- WORK TASK
Which of the lines below hold the word "token"? Pull each of them out.

[Opening DATA SHOWN section]

PR #2415, opened 2023-05-04
Make discriminator optional and non-zero in preparation for new usernames

Xaeroxe:
This PR requires a major version bump!

Per https://discord.com/blog/usernames the discriminator field is about to become optional. This will proceed in two phases. It's not clear when phase 1 will start. It may have started already.

Phase 0 (Prior behavior): All users have discriminators. 

Phase 1: Users with discriminators co-exist among users without discriminators. Users without discriminators have `"discriminator": 0` in their JSON during this phase.

Phase 2: Once all users are migrated, discriminators are eliminated entirely and won't be returned in the JSON.

This PR is designed such that it can continue working correctly regardless of which phase we are currently in.

### DIFF
--- a/src/model/channel/message.rs
+++ b/src/model/channel/message.rs
@@ -365,8 +365,10 @@ impl Message {
             let mut at_distinct = String::with_capacity(38);
             at_distinct.push('@');
             at_distinct.push_str(&u.name);
-            at_distinct.push('#');
-            write!(at_distinct, "{:04}", u.discriminator).unwrap();
+            if let Some(discriminator) = u.discriminator {
+                at_distinct.push('#');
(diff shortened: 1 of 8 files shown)


tazz4843:
Breaking changes should target `next`, not current.

Xaeroxe:
Alright, let me get these conflicts sorted

Xaeroxe:
This is ready for review now. I was winging it and I didn't do much in the way of consulting people about API design here. I recognize this is not good practice and I apologize.

Xaeroxe:
Formatting wasn't correct because I didn't invoke it properly before. It's fixed now.

arqunis (approved):

arqunis:
Thanks!

PR #2419, opened 2023-05-06
Make model items accessible via `serenity::model::ITEM` instead of `serenity::model::MODULE::ITEM`

### LINKED ISSUE #2394: Flatten serenity::model
It would be better if all model types were accessible via just `serenity::model::ModelType`. I don't think anyone can remember which serenity::model submodule a model type belongs to.

This would also make the job of `serenity::model::prelude` redundant.

A few types should be renamed to be less ambiguous, like `Rule` and `Options`.

There should ideally be redirects from the old paths to the new paths.

This needs to wait until at least after #2393

kangalio:
Fixes #2394

This PR is backwards-compatible, except for renaming model::Error to ModelError

This PR consists of two commits:
1. moves the re-exports from model::prelude to model itself
2. changes all paths within serenity to the new style

The first commit is more important. The second commit serves to clean up long paths within serenity and express that using the new short path is recommended for new code.

The second commit is very huge, though, and manually reviewing all its changes is infeasible. If wanted, I can re-do that commit and record my screen. The review work would be reduced to checking the regexes I used. I would also be okay with cutting out the second commit entirely, if that is preferred. If we do keep the second commit, we should add it to .git-blame-ignore-revs


mkrasnitski:
Per https://github.com/serenity-rs/serenity/issues/2394#issuecomment-1517196509, I'd say this should go in after the release of 0.12. That would give us the opportunity to either deprecate the old paths in some way, or just remove them (by making all the submodules of `model` private).

I think one way you could test that the second commit caught every use is by doing the above and seeing if there are errors.

kangalio:
Why do we necessarily need to deprecate or remove the old paths?

mkrasnitski:
> Why do we necessarily need to deprecate or remove the old paths?

Because imo having types be importable both from `model::*` and from `model::submodule::*` doesn't sit right with me. It's best to have one canonical place to import types from. Deprecating at minimum is probably enough to signal to users that they should instead be using the new path.

However, while working on #2429, I realized that I don't think that `model` should be entirely flattened to be 1-deep, with every possible model type accessible at that level. Instead, it would be better to flatten it to 2 levels deep, such that all types are accessible at the `model::submodule::*` level. Then, the `model::prelude` could fill mostly the same purpose as a 1-level flattening.

From what I can tell, the only submodules that are not already flat are `model::colour` and `model::guild`.

PR #2422, opened 2023-05-08
do not feature gate `MessageUpdateEvent::apply_to_message`

fee1-dead:
This is used in `poise` and it should be useful even when `cache` is disabled.


kangalio (approved):

kangalio:
Context:

https://github.com/serenity-rs/poise/pull/166

Screenshot_20230508_155001

https://discord.com/channels/381880193251409931/919310428344029265/1105116848590164048

PR #2429, opened 2023-05-11
Clean up `serenity::model::prelude`

mkrasnitski:
Cleans up the model prelude by removing some re-exports, namely:

- Don't re-export all the submodules of `model`
- Don't re-export 3rd party types that are only used internally
- Define the `Color` type alias in `model::colour`
- Clean up collisions around `automod::EventType` by not glob-exporting from `guild::automod::*`

Note that `guild::audit_log` and `guild::automod` still end up getting re-exported via `guild::*`, but I'm not sure how to address that without manually re-exporting each type from `guild`, which would be annoying.


mkrasnitski:
Weird CI failure, I suspect some weird import path in the old prelude was responsible

arqunis (approved):

PR #2431, opened 2023-05-14
Add parameter `with_localizations` to `get_global_application_commands`

proteida:


kangalio:
This is a breaking change. Ideally the PR should be redesigned to not need a breaking change, but if impossible, it should be retargeted at the `next` branch

kangalio:
Thank you!

mkrasnitski:
I actually prefer the breaking changes - parameterizing the endpoint using two separate methods seems kinda weird. However, if that's what we're sticking with, you should add wrapper methods to `Guild` and `PartialGuild` that wrap the new method on `GuildId`.

arqunis (approved):

arqunis:
[Merged manually to fix formatting](https://github.com/serenity-rs/serenity/commit/94ed67bfeb1821e3f212a9057c50c4e3b95916f2).

kangalio:
By the way @acdenisSK, you can also push commits onto PR branches. Would be a bit cleaner and possibly easier than manually merging

PR #2433, opened 2023-05-16
Don't claim that the default text channel's ID equals the guild ID

mkrasnitski:
Follow up to #2148, which missed this line.


mkrasnitski:
CI failures unrelated

arqunis (approved):

PR #2438, opened 2023-05-19
Make AutocompleteChoice constructable again

kangalio:
Noticed this because poise's serenity-next branch failed to build

### DIFF
--- a/src/builder/create_interaction_response.rs
+++ b/src/builder/create_interaction_response.rs
@@ -278,8 +278,8 @@ impl CreateInteractionResponseMessage {
 // Same as CommandOptionChoice according to Discord, see
 // [Autocomplete docs](https://discord.com/developers/docs/interactions/receiving-and-responding#interaction-response-object-autocomplete).
 #[must_use]
-#[serde(transparent)]
 #[derive(Clone, Debug, Deserialize, Serialize)]
+#[serde(transparent)]
 pub struct AutocompleteChoice(CommandOptionChoice);
 impl AutocompleteChoice {
     pub fn new(name: impl Into<String>, value: impl Into<Value>) -> Self {
--- a/src/builder/create_interaction_response.rs
+++ b/src/builder/create_interaction_response.rs
@@ -278,6 +278,26 @@ impl CreateInteractionResponseMessage {
 /// They're same according to Discord, see
 /// [Autocomplete docs](https://discord.com/developers/docs/interactions/receiving-and-responding#interaction-response-object-autocomplete).
 pub type AutocompleteChoice = CommandOptionChoice;
+impl AutocompleteChoice {
+    pub fn new(name: impl Into<String>, value: impl Into<serde_json::Value>) -> Self {
+        Self {
+            name: name.into(),
+            name_localizations: None,
+            value: value.into(),
+        }
+    }
+
+    pub fn add_localized_name(
+        mut self,
+        locale: impl Into<String>,
+        localized_name: impl Into<String>,
+    ) -> Self {
+        self.name_localizations
+            .get_or_insert_with(Default::default)
+            .insert(locale.into(), localized_name.into());
+        self
+    }
+}
 
 /// [Discord docs](https://discord.com/developers/docs/interactions/receiving-and-responding#interaction-response-object-autocomplete)
 #[derive(Clone, Debug, Default, Serialize)]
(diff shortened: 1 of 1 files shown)


mkrasnitski:
Since `AutocompleteChoice` is a type alias, this also adds those impls to `CommandOptionChoice`. Is this something we want?

kangalio:
In my opinion, yes.

Advantages of having CommandOptionChoice and AutocompleteChoice be the same type:
- matches Discord docs
  - in particularly, since those types are the same in Discord's official model, mirroring this logic may cause less friction with upstream API changes in the future
- We have to keep just one struct definition up-to-date instead of two duplicated definitions

Advantages of separating the two:
- The possibility of confused users due to constructor methods on CommandOptionChoice, a type that's typically only returned from the Discord API and not created yourself
  - Can probably be remedied by noting the purpose of the constructor methods in their docs

I feel like merging the types is better altogether.

mkrasnitski:
Could we not just make `AutocompleteChoice` a newtype? The fields therefore won't get out of sync, and the constructors will be only on the one. However, there's a tradeoff - right now all the fields of `CommandOptionChoice` are public, which means it and also `AutocompleteChoice` can be instantiated normally. But, making `AutocompleteChoice` a newtype will probably necessitate making the wrapped `CommandOptionChoice` private, therefore the only instantiation method will be via the new constructors.

src/builder/create_interaction_response.rs
```diff
@@ -278,6 +278,26 @@ impl CreateInteractionResponseMessage {
 /// They're same according to Discord, see
 /// [Autocomplete docs](https://discord.com/developers/docs/interactions/receiving-and-responding#interaction-response-object-autocomplete).
 pub type AutocompleteChoice = CommandOptionChoice;
+impl AutocompleteChoice {
+    pub fn new(name: impl Into<String>, value: impl Into<serde_json::Value>) -> Self {
```
mkrasnitski:
```suggestion
    pub fn new(name: impl Into<String>, value: impl Into<Value>) -> Self {
```

It's already imported via `internal::prelude::*`

src/builder/create_interaction_response.rs
```diff
@@ -278,6 +278,26 @@ impl CreateInteractionResponseMessage {
 /// They're same according to Discord, see
 /// [Autocomplete docs](https://discord.com/developers/docs/interactions/receiving-and-responding#interaction-response-object-autocomplete).
 pub type AutocompleteChoice = CommandOptionChoice;
```
mkrasnitski:
```suggestion
#[must_use]
pub type AutocompleteChoice = CommandOptionChoice;
```

We should probably make this `#[must_use]` since it gets sent off to the API.

mkrasnitski (changes requested):
With regards to the newtype discussion - would having `AutocompleteChoice` not having public fields be a problem? Since it's meant to be constructed and then sent to the API, I don't think it'll be too much of an issue, unless someone wanted to construct it and then mutate it in some way.

Also, you could probably now impl `CreateAutocompleteResponse::add_{int,string,number}_choice` in terms of `AutocompleteChoice::new`.

src/builder/create_interaction_response.rs
```diff
@@ -275,9 +275,32 @@ impl CreateInteractionResponseMessage {
     super::button_and_select_menu_convenience_methods!(self.components);
 }
 
-/// They're same according to Discord, see
-/// [Autocomplete docs](https://discord.com/developers/docs/interactions/receiving-and-responding#interaction-response-object-autocomplete).
-pub type AutocompleteChoice = CommandOptionChoice;
+// Same as CommandOptionChoice according to Discord, see
+// [Autocomplete docs](https://discord.com/developers/docs/interactions/receiving-and-responding#interaction-response-object-autocomplete).
+#[must_use]
+#[derive(Clone, Debug, Deserialize, Serialize)]
```
mkrasnitski, line 281:
```suggestion
#[must_use]
#[serde(transparent)]
#[derive(Clone, Debug, Deserialize, Serialize)]
```

To be safe.

kangalio: If it makes you feel better :p

mkrasnitski: I guess for json it doesn't make a difference, see: https://serde.rs/json.html. Feel free to revert this if you feel like it. I doubt Discord is changing their API's data format anytime soon :P

arqunis (approved):

PR #2449, opened 2023-05-28
Use files in `Interaction::{create,edit}_followup_message`

proteida:
`MessageComponentInteraction::create_followup_message`
`MessageComponentInteraction::edit_followup_message`

`ModalSubmitInteraction::create_followup_message`
`ModalSubmitInteraction::edit_followup_message`

### DIFF
--- a/src/model/application/interaction/message_component.rs
+++ b/src/model/application/interaction/message_component.rs
@@ -188,13 +188,29 @@ impl MessageComponentInteraction {
     {
         let mut interaction_response = CreateInteractionResponseFollowup::default();
         f(&mut interaction_response);
+        self._create_followup_message(http.as_ref(), interaction_response).await
+    }
 
+    async fn _create_followup_message<'a>(
+        &self,
+        http: &Http,
+        interaction_response: CreateInteractionResponseFollowup<'a>,
+    ) -> Result<Message> {
         let map = json::hashmap_to_json_map(interaction_response.0);
 
-        Message::check_content_length(&map)?;
-        Message::check_embed_length(&map)?;
+        Message::check_lengths(&map)?;
 
-        http.as_ref().create_followup_message(&self.token, &Value::from(map)).await
+        if interaction_response.1.is_empty() {
+            http.as_ref().create_followup_message(&self.token, &Value::from(map)).await
+        } else {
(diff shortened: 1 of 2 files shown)


mkrasnitski:
For context, this brings the behavior of these functions in line with `ApplicationCommandInteraction::{create,edit}_followup_message` (by not accidentally throwing away attachments). The behavior is already fixed on `next`.

src/model/application/interaction/message_component.rs
```diff
@@ -219,15 +235,32 @@ impl MessageComponentInteraction {
...
+        let message_id = message_id.into().into();
+        self._edit_followup_message(http.as_ref(), message_id, interaction_response).await
+    }
 
+    async fn _edit_followup_message<'a>(
+        &self,
+        http: &Http,
+        message_id: u64,
+        interaction_response: CreateInteractionResponseFollowup<'a>,
+    ) -> Result<Message> {
```
mkrasnitski: Since `ApplicationCommandInteraction::_edit_followup_message` doesn't exist, I think that should be duplicated here, regardless of any extra monomorphization costs that might incur by calling everything inside the main `edit_followup_message` function. Besides, having `message_id: u64` isn't ideal (on `next` we've shifted to passing IDs around everywhere instead).

src/model/application/interaction/modal.rs
```diff
@@ -222,15 +238,32 @@ impl ModalSubmitInteraction {
...
+        self._edit_followup_message(http.as_ref(), message_id.into().into(), interaction_response)
+            .await
+    }
 
+    async fn _edit_followup_message<'a>(
+        &self,
+        http: &Http,
+        message_id: u64,
+        interaction_response: CreateInteractionResponseFollowup<'a>,
+    ) -> Result<Message> {
```
mkrasnitski: Ditto.

mkrasnitski (changes requested):
I think the impl's of `edit_followup_message` should be made identical to `ApplicationCommandInteraction::edit_followup_message`, so that rebasing `next` on top of this work will be simpler. Other than that, looks good.

mkrasnitski (approved):

arqunis (approved):

Issue #2450, opened 2023-05-29
Select Menu does not include User Select, Role Select, Mentionable Select, or Mentionable Select


ghost:
The select menu builder does not include User Select, Role Select, Mentionable Select, or Channel Select. It only seems to have the String select.  

The full list from [Discord's API](https://discord.com/developers/docs/interactions/message-components#component-object-component-types) can be seen in the image below. 

![image](https://github.com/serenity-rs/serenity/assets/19809270/e29630f6-87e4-4f92-bc84-0b2ecbbc59fa)

I was creating a menu like the following 

![image](https://github.com/serenity-rs/serenity/assets/19809270/1bacdf49-0fab-4c94-bee1-ab508073c097)

When I noticed Discord has a menu for it in their API.

![image](https://github.com/serenity-rs/serenity/assets/19809270/75d5d562-17db-4609-bd9d-6d241ddec547)

ghost:
I created a quickly modified version in [this commit](https://github.com/world177/serenity/commit/5151f901b80506e70f07bba4eeaf43b3d0fce7d7). I think this is only half of what is required for it. I think it still needs the "[resolved object](https://discord.com/developers/docs/interactions/message-components#select-menu-object-select-menu-resolved-object)."

![image](https://github.com/serenity-rs/serenity/assets/19809270/189a6efe-d15b-4bf8-a8cd-74d5fd80e092)

![image](https://github.com/serenity-rs/serenity/assets/19809270/18c4dee1-1650-4416-af8a-54e48248f70a)

It has a lot of duplicated code, but Discord also seems to be treating the different select options as their own component types. So, I felt like this approach was probably more future proof to changes. I didn't really test it yet, but they do seem to all have a bot respond with the correct select menu.

GnomedDev:
As mentioned in the closed PR above, this was added in #2224.

PR #2453, opened 2023-05-30
User Select, Role Select, Mentionable Select, and Channel Select 

ghost:
This adds functionality for the other types of select menus. It also adds to the component example demonstrating their usage. 

I previously opened an [issue stating that there was not currently support for them](https://github.com/serenity-rs/serenity/issues/2450).

### DIFF
--- a/examples/e17_message_components/src/main.rs
+++ b/examples/e17_message_components/src/main.rs
@@ -3,7 +3,7 @@ use std::time::Duration;
 
 use dotenv::dotenv;
 use serenity::async_trait;
-use serenity::builder::CreateButton;
+use serenity::builder::{CreateButton, CreateChannelSelect, SelectChannelType};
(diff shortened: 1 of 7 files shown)


kangalio:
Note that support already exists in the `next` branch, i.e. the next major version, which is hopefully released soon

ghost:
I just [missed that it was added](https://github.com/serenity-rs/serenity/pull/2224).

The version I submitted was less concise, with lots of repeated code. It did not feel like clean code.  

I was worried about writing it the way that it is written in the ```next``` branch because some menus have different requirements already. Only ```String Select``` has options. Only ```Channel Select``` has channel. These result in more API results when using an IDE, that I felt like was confusing. I kind of expected Discord to continue this trend with future updates.

Anyway, I highly appreciate the fix, as I now I can just use the next version instead. Thanks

[Closing DATA SHOWN section]

- EXPECTED ANSWER
-        http.as_ref().create_followup_message(&self.token, &Value::from(map)).await
+            http.as_ref().create_followup_message(&self.token, &Value::from(map)).await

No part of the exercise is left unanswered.